I have a model whose last layers are like seen below
' ' ' out = self.relu(self.bn1(out)) out = F.avg_pool2d(out, 8) out = out.view(-1, self.nChannels) out = self.fc(out) return out
The last layer’s output is of
torch size [18, 2048]
I have trained the model and have a .pth file, I would like to do finetuning/transfer learning for a downstream task by adding a Linear layer and then train.
What is the right way to do this?
Do I initialize the whole network first and thereafter load the model_state_dict or just load the model from path?
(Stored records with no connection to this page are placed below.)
PR #2231, opened 2021-08-26
e2e statistic test coverage

rafalgamon:
**Description**
- e2e statistic test coverage


stanleychh:
Generally looks good. Good job.
Could you please provide the documentation about how to run it? Where could we get the coverage report? 
That will be awesome. Thanks

rafalgamon:
All the logic that generates the report is ready.
The problem is that the stats are only generated for the e2e folder and not for the core. From what I was able to find on the internet, this solution can be in the files that are includes and excludes in the nyc configuration. But I try it and still I don't have any working solution.

rafalgamon:
I have added a new configuration to 'nyc'. At the moment it generates a report for 'core' but unfortunately it's still 0/0% everywhere. Maybe someone else will see it.

JohannesDoberer:
General docu https://docs.cypress.io/guides/tooling/code-coverage#Introduction
 -> https://docs.cypress.io/guides/tooling/code-coverage#Instrumenting-code
 -> https://github.com/istanbuljs/nyc/blob/master/docs/instrument.md
Instrumenting code is only possible inside `/test/e2e-test-application` and not outside of the root of e2e...
It looks like we cannot test the coverage of luigi core.

wdoberschuetz:
I wanted to check if something's changed and I found this: https://stackoverflow.com/questions/53399098/enabling-nyc-istanbul-code-coverage-for-files-outside-the-package-directory

It's not new but have any of you looked at ```cwd``` before? I had a go at it and couldn't make it work but it seems to be what we need (?).

PR #2239, opened 2021-08-30
Update routing.js

### LINKED ISSUE #2238: wrong hideSideNav inheritance
Bug description:
setting `hideSideNav` to true at a nested node does not have any effect, if any of the ancestor nodes has it set explicitly to false.

Expected behaviour:
setting `hideSideNav` to true at a nested node should hide the side nav, if this node is activated, regardless of its ancestor node configuration.

hardl:
fixes #2238


wdoberschuetz (approved):
Works as expected in the description of the bug this PR resolves.

When a child node (nested node) has ```hideSideNav``` to ```true``` when its parent is set to ```false```, then the parent's setting is ignored as expected.

Issue #2160, opened 2021-07-20
Allow to get rid of tooltips in the menu which have the same text as menu item


Sawthis:
**Description**

We can't get rid of tooltips in the menu which have the same text as menu item. They are added here by Luigi [here](https://github.com/SAP/luigi/blob/master/core/src/navigation/LeftNav.html#L51), and the have always the same text as the immediately visible label.

**Reasons**

We want to unify tooltips in our app and remove these tooltips which are redundant in the menu. We have different style of tooltips in our app.

**Attachments**

hardl:
Implementation solution: we add a new node property 'tooltipText'.
If present, it will be used as title attribute for the node entry.
If empty string or explicitly set to false, no title attribute will be rendered.
It will also be added to our "node defaults" mechanism (see e.g. https://docs.luigi-project.io/docs/navigation-advanced/?section=defaultsisolateview) in order to change the default behaviour for your application.

PR #2242, opened 2021-08-31
Add tooltipText param to TopNav and LeftNav

rafalgamon:
**Description**

- Add tooltipText param to TopNav and LeftNav


alexandra-simeonova (approved):

core/src/navigation/LeftNav.html
```diff
@@ -56,7 +63,11 @@
           <li class="fd-nested-list__item">
             <a
               href="{getRouteLink(node)}"
-              title="{$getTranslation(node.label)}"
+              title="{
+                (node.tooltipText && node.tooltipText.length) ?
+                $getTranslation(node.tooltipText) :
+                (node.tooltipText === false) ? '' : $getTranslation(node.label)
```
ndricimrr, line 69: `(node.tooltipText === false) ? '' : $getTranslation(node.label)`
Worked fine for me, but I think that the original [Issue](https://github.com/sap/luigi/issues/2160#issuecomment-885539914) required **empty string** or **false** for disabling the tooltip. Here it seems like you are not checking for empty string, maybe should make it an **or** statement instead ? 

> If empty string or explicitly set to false, no title attribute will be rendered. [comment](https://github.com/sap/luigi/issues/2160#issuecomment-885539914)

ndricimrr (changes requested):
Worked fine 👍 . 
- However, noticed that it doesn't disable tooltips if tooltipText set to empty string. 

- Other thing is `defaults.tooltipText` is also missing. If I got it right from [Philipps comment](https://github.com/sap/luigi/issues/2160#issuecomment-885539914) , one should be able to define. 
```
      navigation: { 
            defaults: {
                  tooltipText: false
            },
            ...
       }
```
Not sure on details of the defaults mechanism (boolean vs string), but can discuss this in daily.

core/src/navigation/LeftNav.html
ndricimrr: yep, something like that 👍

core/src/navigation/LeftNav.html
```diff
@@ -201,7 +224,11 @@
           <!-- Category nodes -->
           <li
             class="fd-nested-list__group-header lui-category"
-            title="{$getTranslation(key)}"
+            title="{
+              (nodes.tooltipText && nodes.tooltipText.length) ?
+              getTooltipText(nodes) :
```
ndricimrr, line 229: I find a flaw in this logic. 
```
if ( nodes.tooltipText && nodes.tooltipText.length ) {
    //nodes.tooltipText is definitely not false or empty here
    // the following 'getTooltipText' might never return 'defaultsTooltipTextConfig' as 'node.tooltipTex' will initially always be true, never reaching second one.
     getTooltipText(nodes) => return node.tooltipText || defaultsTooltipTextConfig; =
} else {
// (nodes.tooltipText === false || nodes.tooltipText === '') ? '' : $getTranslation(key)
}
```
Due to that I also don't get the **defaults.tooltipText** affecting the tooltips at all if I add it in the luigi configurations, while testing locally. I believe this might be the reason 🤔 . Does it work for you ?

This would be made much easier if **defaults.tooltipText** was documented, so I could also know what is the intended result.

test/e2e-test-application/e2e/tests/1-angular/navigation.spec.js
```diff
@@ -570,6 +571,19 @@ describe('Navigation', () => {
...
+      cy.get('.fd-shellbar')
+        .contains('Projects')
+        .click();
+      cy.get('.fd-app__sidebar .fd-nested-list__item')
+        .contains('Project One')
+        .click();
+      cy.get('.fd-nested-list__link')
+        .contains('Miscellaneous2')
+        .parent()
+        .should('have.attr', 'title', 'Miscellaneous2');
```
ndricimrr, line 585: Looking at this test now, I realize this might not capture, cases where **node.tooltipText** and **defaults.tooltipText** are defined. Also the title `Left navigation title attr not exist` is a bit off as the test runs if it does exist.

You would need to reset the Luigi config and then try with **node.tooltipText**  being defined for a node, and **defaults.tooltipText** as well. 

Take a look at this [example](https://github.com/SAP/luigi/blob/7500837126227fc5ea03f3d86c653ab43c62d2b9/test/e2e-test-application/e2e/tests/1-angular/navigation.spec.js#L822), on how you can update luigi configuration while in tests.

ndricimrr (changes requested):
Had another look, added some suggestions for improvements below. Currently, `defaults.tooltipText` was not working for me locally.

core/src/navigation/LeftNav.html
rafalgamon: You have right. I changed logic.

`function resolveTooltipText(node, translation) {
    if (node.tooltipText && (node.tooltipText === undefined || node.tooltipText === null)) {
      return defaultsTooltipTextConfig;
    }

    if (node.tooltipText && node.tooltipText.length) {
      return node.tooltipText;
    }

    if (node.tooltipText === false || node.tooltipText === '') {
      return '';
    }

    return translation;
  }`

test/e2e-test-application/e2e/tests/1-angular/navigation.spec.js
rafalgamon: I changed tests (add new tests which check defaults).

docs/navigation-parameters-reference.md
```diff
@@ -89,13 +89,22 @@ The navigation parameters allow you to configure **global** navigation settings
 
 ### nodeChangeHook
 - **type**: function
-- **description**: allows you to invoke and execute a specific function on the global level when a request to navigate to the node occurs. The function receives two node objects as input parameters: the previous node and current node, as described in the configuration. 
+- **description**: allows you to invoke and execute a specific function on the global level when a request to navigate to the node occurs. The function receives two node objects as input parameters: the previous node and current node, as described in the configuration.
 
 ### defaults.isolateView
 - **type**: boolean
 - **description**: renders all views in new frames. This setting overrides the same-domain frame reuse.
 - **default**: the parameter **defaults.isolateView** is `false` by default, and you can overwrite it using the **isolateView** value on a single node level.
```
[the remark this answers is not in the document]
rafalgamon: I add `defaults.tooltipText` to docu

core/src/navigation/LeftNav.html
```diff
@@ -10,7 +10,14 @@
...
     <ul class="fd-nested-list">
       <li class="fd-nested-list__item">
-        <a class="fd-nested-list__link" title="{$getTranslation(navHeader.label)}">
+        <a
+          class="fd-nested-list__link"
+          title="{
+                (navHeader.tooltipText && navHeader.tooltipText.length) ?
+                getTooltipText(navHeader) :
+                (navHeader.tooltipText === false || navHeader.tooltipText === '') ? '' : $getTranslation(navHeader.label)
+                }"
```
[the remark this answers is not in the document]
rafalgamon: I changed logic

core/src/navigation/LeftNav.html
```diff
@@ -545,6 +551,22 @@
...
+      }
+    }
+
+    if (node.tooltipText === false || node.tooltipText === '') {
+      return '';
+    }
+
+    return translation;
+  }
+
```
ndricimrr, line 569: This looks great already 👍 . Thanks for applying suggestions.
- I can see the methods became larger then I expected. Do you think it would make sense to move them to **core/src/utilities/helpers/navigation-helpers.js**. Got a similar request on my [PR](https://github.com/SAP/luigi/pull/2267#discussion_r706195896)  from @stanleychh , sounds like a similiar use case here.

rafalgamon: @ndricimrr Hmm good point. Actual we use it twice but maybe we will implement it in another place so we can move it to navigation-helpers.js.

docs/navigation-parameters-reference.md
```diff
@@ -89,13 +89,28 @@ The navigation parameters allow you to configure **global** navigation settings
...
+- **description**: allows you to add a tooltip to any of the links and buttons of the left side navigation and top navigation. You can set the parameter with the text that will appear on the tooltip.
+- **default**: it is `null` by default, and you can overwrite it using the **tooltipText** value on a single node level.
+- **example**:
+```javascript
+tooltipText: 'Useful links'
+```
+
+### defaults.tooltipText
+- **type**: string
+- **description**: defaults properties apply to nodes where they are not set explicitly, this is just a dumb mechanism.
```
alexandra-simeonova, line 110:
```suggestion
- **description**: applies the [tooltipText](navigation-parameters-reference.md#tooltiptext) property to all navigation nodes where it is not set explicitly. 
```

Thank you for adding more docu. But we probably shouldn't call it a "dumb mechanism" 😄 .

docs/navigation-parameters-reference.md
```diff
@@ -89,13 +89,28 @@ The navigation parameters allow you to configure **global** navigation settings
...
+- **default**: the parameter **defaults.tooltipText** is taking from navigation config, and you can overwrite it using the **tooltipText** value on a single node level.
```
alexandra-simeonova, line 111:
```suggestion
- **default**: the parameter **defaults.tooltipText** is `false` by default, and you can overwrite it using the **tooltipText** value on a single node level.
```

I guess according to [this comment](https://github.com/SAP/luigi/pull/2242#pullrequestreview-744075750) false is the default, i.e. no tooltip will be shown unless explicitly specified.

alexandra-simeonova (changes requested):
I added a few comments to the docu above ^

alexandra-simeonova (approved):

ndricimrr:
Global **defaults.tooltipText** and **tooltipText** on node level, both worked well. However, I couldn't see how to make it work on the Top navigation. 

Some small addition to the defaults.tooltipText could be done, to clear the confusion on how it works together with the node level one.

docs/navigation-parameters-reference.md
```diff
@@ -89,13 +89,28 @@ The navigation parameters allow you to configure **global** navigation settings
...
+- **description**: allows you to add a tooltip to any of the links and buttons of the left side navigation and top navigation. You can set the parameter with the text that will appear on the tooltip.
+- **default**: it is `null` by default, and you can overwrite it using the **tooltipText** value on a single node level.
+- **example**:
+```javascript
+tooltipText: 'Useful links'
+```
+
+### defaults.tooltipText
+- **type**: string
+- **description**: applies the [tooltipText](navigation-parameters-reference.md#tooltiptext) property to all navigation nodes where it is not set explicitly. If **tooltipText** is added to some specific node but it set value as null or undefined, user should see value frome **defaults.tooltipText**.
```
ndricimrr, line 110:
```suggestion
- **description**: applies the [tooltipText](navigation-parameters-reference.md#tooltiptext) property to all navigation nodes where it is not set explicitly. If **tooltipText** is added to some specific node and its is set as as `null` or `undefined`, the value of  **defaults.tooltipText** is used instead.
```

ndricimrr (approved):
LGTM 

only some minor docu suggestions.

PR #2244, opened 2021-08-31
fixed wrong context

### LINKED ISSUE #2211: LuigiClient linkManager wrong navigation scope in modal

hardl:
fixes #2211

### DIFF
--- a/core/src/App.html
+++ b/core/src/App.html
@@ -301,8 +301,8 @@
     }
   };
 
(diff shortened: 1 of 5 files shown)


stanleychh:
Solution applied to #2252. Thanks

PR #2252, opened 2021-09-01
Fix wrong context from modal

### LINKED ISSUE #2229: Fix wrong navigation scope from modal
- Fix issue #2211 : LuigiClient linkManager wrong navigation scope in modal  (PR #2221)

Little refactoring on `buildPath` and `getSubPath` functions at App.html
- Make it stateless. Reduce the usage of global variable _(params, navigationPath, pathParams, currentNode)_. 
- Make those arguments as optional pass to function.

stanleychh:
**Description**

- Refactor `buildPath` and `getSubPath` at App.html
- Fix issue #2211 : LuigiClient linkManager wrong navigation scope in modal

**Related issue(s)**
Fixes #2229


ndricimrr (commented):
So far so good. But there are currently some tests failing after merge from master. Would be good to have a look at that, if it can be fixed.

stanleychh:
@ndricimrr Thanks for reviewing. Delay the DOM rendering fixed the broken test.

ndricimrr (approved):
Re-tested. Not able to find and issues. LGTM 👍

core/src/App.html
```diff
@@ -769,7 +792,7 @@
   let alerts = [];
 
   const getAlertWithId = (alertQueue, id) => {
-    if (!alertQueue || !alertQueue.length) return;
+    if (!alertQueue || !alertQueue.length > 0) return;
```
hardl, line 795: Wrong check... in this context it always leads to the correct result, but be aware that 
!x > 0 is not the same as !(x > 0) for negative x!

core/src/App.html
```diff
@@ -1088,7 +1111,7 @@
 
     EventListenerHelpers.addEventListener('popstate', async e => {
       const alertQueue = alerts;
-      if (!alertQueue || !alertQueue.length) return;
+      if (!alertQueue || !alertQueue.length > 0) return;
```
hardl, line 1114: Wrong check... in this context it always leads to the correct result, but be aware that 
!x > 0 is not the same as !(x > 0) for negative x!

core/src/App.html
stanleychh: Good point! Thanks for reviewing it.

Essentially, I would like to have something like this for the transfer learning/downstream training:
import torch.nn as nn model = Net(args1, args2, args3) model = model.load_state_dict(torch.load(PATH)) model.eval() class final_network(nn.Module): def __init__(self, use_face=False, num_glimpses=1): super(final_network, self).__init__() self.pre_network = model self.final_task = nn.Sequential( nn.Linear(2048, 468), ) def forward(self, x): feature = self.pre_network(x) feature = feature.view(feature.size(0), -1) out = self.final_task(feature) return out
Do I use the entire model (checkpoint) as seen here Saving and loading models for inference in PyTorch — PyTorch Tutorials 1.12.1+cu102 documentation ? I am a little confused as all the info found online are for popular network architecture.